REPUBLIKA.CO.ID, JENEWA – Organisasi Kesehatan Dunia (WHO) akan mengganti nama penyakit cacar monyet dengan istilah baru. Hal itu diumumkan di tengah kekhawatiran atas stigma dan rasialisme di sekitar nama penyakit tersebut dan virus penyebabnya.
“(WHO) bekerja dengan para mitra dan pakar dari seluruh dunia untuk mengubah nama virus penyebab cacar monyet, clades, serta penyakit yang ditimbulkannya,” kata Direktur Jenderal WHO Tedros Adhanom Ghebreyesus pada Selasa (14/6/2022).
Dia mengungkapkan, WHO akan mengumumkan daftar nama baru untuk virus dan penyakit cacar monyet sesegera mungkin. Pengumuman Ghebreyesus muncul kurang dari sepekan setelah lebih dari 30 ilmuwan internasional menulis dalam sebuah makalah bahwa ada kebutuhan mendesak untuk “nomenklatur non-diskriminatif dan non-stigma” bagi virus cacar monyet.

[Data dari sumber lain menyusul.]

PR #148, opened 2019-10-23
Split savers in separate data structures, add BestEpochSaver

### LINKED ISSUE #65: Option to only save with improvements
Currently, we keep all saved model files. With ~100 epochs per model, this produces a pretty big amount of files where the size depends on model type / size.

Saat ini WHO mencantumkan dua jenis clades (virus penyebab cacar monyet) di situs webnya, yakni clade Afrika Barat dan clade Kongo Basin (Afrika Tengah). Dalam makalahnya, para ilmuwan internasional mengatakan, seperti banyak label geografis sebelumnya tentang penyakit menular berdasarkan lokasi pendeteksian pertama, hal itu bisa menyesatkan dan tidak akurat.

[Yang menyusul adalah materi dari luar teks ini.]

PR #152, opened 2019-10-23
Also add the --batchsize option to training apps

### LINKED ISSUE #151: Batch size in config
Changing the batch size on the fly is a nice convenience when experimenting. Does something speak against moving it out of the config file?

danieldk:
- The pipeline apps were already using the --batchsize option in place
  of the sticker configuration file. Make things consistent again by
  doing the same in the train apps.
- Add a warning that the 'model.batch_size' option is not used anymore
  if it is present in the configuration.

Fixes #151.

### DIFF
--- a/sticker/src/tensorflow/tagger.rs
+++ b/sticker/src/tensorflow/tagger.rs
@@ -23,9 +23,8 @@ use crate::{SentVectorizer, Tag, TopK, TopKLabels};
 #[derive(Clone, Debug, Deserialize, Eq, PartialEq, Serialize)]
 #[serde(deny_unknown_fields)]
 pub struct ModelConfig {
-    /// Model batch size, should be kept constant between training and
-    /// prediction.
-    pub batch_size: usize,
+    /// Model batch size (unused).
+    pub batch_size: Option<usize>,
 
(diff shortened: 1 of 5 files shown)


danieldk:
Still have to test this ;).

sticker/src/tensorflow/tagger.rs
```diff
@@ -25,7 +25,7 @@ use crate::{SentVectorizer, Tag, TopK, TopKLabels};
 pub struct ModelConfig {
     /// Model batch size, should be kept constant between training and
```
twuebi: Why should batch size be constant between train and prediction?

danieldk: I have no idea. Maybe this was read from the TOML configuration and then hardcoded in the graph at some point? I think initially the major dimension was a concrete batch size and not `None`. Then if you'd change the value, everything would crash and burn in prediction. IIRC old Tensorflow versions do not have dynamic shapes and this has gone through Go + Caffe -> Go + Tensorflow -> Rust + Tensorflow -> Rust + Tensorflow Rust training and probably through every public Tensorflow version ever ;).

twuebi (approved):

Dalam proposal mereka, para ilmuwan mengusulkan klasifikasi baru cacar monyet yang selaras dengan praktik terbaik dalam penamaan penyakit menular. Tujuannya agar "meminimalkan dampak negatif yang tidak perlu pada negara, wilayah geografis, ekonomi, dan manusia, serta mempertimbangkan evolusi dan penyebaran virus.”

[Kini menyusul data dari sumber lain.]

PR #158, opened 2019-10-30
 Change SentenceEncoder::encode to take &self immutably

### LINKED ISSUE #155: Make SentenceEncoder::encode take self immutably
This is currently making the implementation of alternating train/validation steps in `pretrain` difficult, since we cannot have two mutable references to the categorical encoder. The `&mut self` is currently required because the categorical encoder updates a `Numberer`.

We could switch to interior mutability for `CategoricalEncoder`, however this makes this encoder unsharable between threads (and thus not work in sticker server) unless it's wrapped in an `Arc`.

Possible solutions:

* Wrap the numberer in an Arc (what is the performance impact)?
* Make mutable and immutable flavors of this encoder.

danieldk:
This requires changes accross the board, since CategoricalEncoder used
a numberer immutably. This change adds a type parameter to the
CategoricalEncoder trait that should implement the Mutability trait.
There are two crate-private data structures that implement this trait:

- Immutable: wraps Numberer directly, never updates the Numberer. If a
  value is not in the Numberer, it returns `None`.
- Mutable: wraps Numberer in a RefCell. Updates the Numberer when new
  values are encountered.

Two corresponding type aliases are introduced:
ImmutableCategoricalEncoder and MutableCategoricalEncoder. The
ImmutableCategoricalEncoder returns the special value `0` when an
encoding is unknown.

Throughout sticker we now only use ImmutableCategoricalEncoder, so it
should *always* return a known number, thereby also fixing #28.

Fixes #155

---

Currently a draft PR, since this still needs testing.


sticker/src/encoder/categorical/mod.rs
```diff
@@ -0,0 +1,228 @@
...
+/// An immutable categorical encoder
+///
+/// This encoder does not add new encodings to the encoder. If the
+/// number of an unknown encoding is looked up, the special value `0`
+/// is used.
+pub type ImmutableCategoricalEncoder<E, V> = CategoricalEncoder<E, V, mutability::Immutable<V>>;
+
+/// A mutable categorical encoder
+///
+/// This encoder does adds new encodings to the encoder when
```
twuebi: `s/does//`

danieldk:
Doing a test run now, at least there are validation losses :).

sticker/src/encoder/categorical/mod.rs
danieldk: Thanks! Fixed.

danieldk:
> Doing a test run now, at least there are validation losses :).

Works as it did before, so I converted this into a proper non-review PR. I will also test it with an existing model, just to be 100% certain that nothing breaks.

sticker/src/encoder/categorical/mod.rs
```diff
@@ -1,44 +1,122 @@
...
+        }
+
+        fn number(&self, value: V) -> Option<usize> {
+            Some(self.0.borrow_mut().add(value))
+        }
+
+        fn value(&self, number: usize) -> Option<V> {
+            self.0.borrow().value(number).cloned()
+        }
+    }
```
twuebi, line 67: Maybe `MutableNumberer` and `ImmutableNumberer` would be more descriptive names than `Mutable` and `Immutable`.  Perhaps also rename `Mutability` to something like `Number` since this seems to be the primary function of the trait.

Then we would have a trait `Number` implemented on `MutableNumberer` and `ImmutableNumberer`

danieldk: Sounds good.

twuebi (approved):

Saat ini lebih dari 1.600 kasus cacar monyet sudah ditemukan di 39 negara non-endemik. WHO pun mencatat terdapat hampir 1.500 kasus yang dicurigai. Sejauh ini, sebanyak 72 kematian sudah dilaporkan. Namun tidak satu pun dari kasus kematian terjadi di negara yang baru terkena dampak penyebaran. Para korban berada di Inggris, Kanada, Italia, Polandia, Spanyol, dan Amerika Serikat.
WHO dijadwalkan menggelar komite darurat pada 23 Juni mendatang. Keputusan itu diambil karena virus penyebab cacar monyet telah menunjukkan perilaku “tak biasa”, yakni menyebar di negara-negara non-endemik.